# When multiple cars share the App



## FRC (Aug 4, 2018)

My wife and I each drive a Model 3 and both cars are accessible on her app and on mine. We one of us leaves the house, the other invariably keeps an eye on their travels. The frustration comes when I later go to drive my car not realizing that my phone is still set to her car. I'll get the "phone not connected" notification before I realize that I'm on the wrong car. Then I have to reopen the app and change to my car before I can drive. I know this is a minor issue, but it's a frustrating one.

Other than me being less scatterbrained, is there currently a work-around for this; or is this a software update that I'll have to hope for?

@GDN


----------



## GDN (Oct 30, 2017)

I'm with you, this is likely my number 1 daily complaint about the cars. I don't have many complaints, but this one is annoying. We are in the same boat, both cars are on one account, and we both drive both cars. I would like and prefer both to respond (unlock and drive) to either of us walking up to it regardless of which car is selected in the app. If this were to work then I would rarely need to open the app when going somewhere. It is almost a daily occurrence however with one of us being forced to open the app and change cars so that we can get in and go. 

I have yet to know of or find anyway around this. 

Along with this, one of my top requests is still that we have "roaming" car profiles. My settings should follow me to any Tesla I have access to. I don't care how many times I've tried I can not get the seat to the same adjustments in both cars.


----------



## garsh (Apr 4, 2016)

Stop spying on your wife?


----------



## garsh (Apr 4, 2016)

If you have an Android phone, create a "work" profile, and have the app remain on her car in that profile. Use that profile's Tesla app instance for your wife's car.


----------



## FRC (Aug 4, 2018)

GDN said:


> I'm with you, this is likely my number 1 daily complaint about the cars. I don't have many complaints, but this one is annoying. We are in the same boat, both cars are on one account, and we both drive both cars. I would like and prefer both to respond (unlock and drive) to either of us walking up to it regardless of which car is selected in the app. If this were to work then I would rarely need to open the app when going somewhere. It is almost a daily occurrence however with one of us being forced to open the app and change cars so that we can get in and go.
> 
> I have yet to know of or find anyway around this.
> 
> Along with this, one of my top requests is still that we have "roaming" car profiles. My settings should follow me to any Tesla I have access to. I don't care how many times I've tried I can not get the seat to the same adjustments in both cars.

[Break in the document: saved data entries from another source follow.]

PR #1042, opened 2021-02-05
don't crash when required ipynb fields are missing

### LINKED ISSUE #1039: Audit calls to `JsonElement.GetProperty(string)` in NotebookFileFormatHandler.cs
The method `JsonElement.GetProperty(string)` throws if the specified property was not found which can cause some notebooks to not open.

All calls to `GetProperty(string)` in that file need to be audited.  E.g., [this line](https://github.com/dotnet/interactive/blob/fc09b100054dd827b2e02a27920f98e240d0b1c5/src/Microsoft.DotNet.Interactive/Notebook/NotebookFileFormatHandler.cs#L156) will throw if the `language` key is not present.

brettfo:
When parsing a Jupyter notebook (.ipynb) if there are missing fields, System.Text.Json will throw where Newtonsoft.Json would return `null`.  This adds tests for those missing cases and removes all calls to `.GetProperty()` with a safe variant that we already had.  Some convenience extension methods were added for `Nullable<JsonElement>`.

Fixes #1039.

### DIFF
--- a/src/Microsoft.DotNet.Interactive.Tests/Notebook/JupyterNotebookDocumentFileFormatTests.cs
+++ b/src/Microsoft.DotNet.Interactive.Tests/Notebook/JupyterNotebookDocumentFileFormatTests.cs
@@ -633,6 +633,278 @@ namespace Microsoft.DotNet.Interactive.Tests.Notebook
         }
 
         [Fact]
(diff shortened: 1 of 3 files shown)


colombod (approved):
LGTM(Y)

I "liked" your reply because it's the polite thing to do, but I don't really like it. I was hoping your response would be along the lines of: "How stupid can you be! All you have to do is..." Perhaps, someday, Tesla will come to appreciate those of us who own more than one!


----------



## Ed Woodrick (May 26, 2018)

FRC said:


> My wife and I each drive a Model 3 and both cars are accessible on her app and on mine. We one of us leaves the house, the other invariably keeps an eye on their travels. The frustration comes when I later go to drive my car not realizing that my phone is still set to her car. I'll get the "phone not connected" notification before I realize that I'm on the wrong car. Then I have to reopen the app and change to my car before I can drive. I know this is a minor issue, but it's a frustrating one.
> 
> Other than me being less scatterbrained, is there currently a work-around for this; or is this a software update that I'll have to hope for?
> 
> @GDN


What would you expect it to do? Unlock both cars? Wouldn't people complain about that as well?

I don't really have that problem with my two cars. But then again I have a work phone and a personal phone, one stays on one car, the other on the other car.

I'll go with the don't spy on her though.


----------



## FRC (Aug 4, 2018)

I would like it to allow me, when sitting in either car, with either of our phones, to drive the car I'm in regardless of which car is selected in my app. And my wife and I keep an eye on each other with consent out of concern for each other, thanks.


----------



## GDN (Oct 30, 2017)

Ed Woodrick said:


> What would you expect it to do? Unlock both cars? Wouldn't people complain about that as well?


This is what it would have done with the behavior of the car when it was first released. The car would unlock when you were within bluetooth range. This proved to be a bad idea as cars would lock and unlock in the garage, while you were in the house using your phone and other times you didn't really want the car to unlock.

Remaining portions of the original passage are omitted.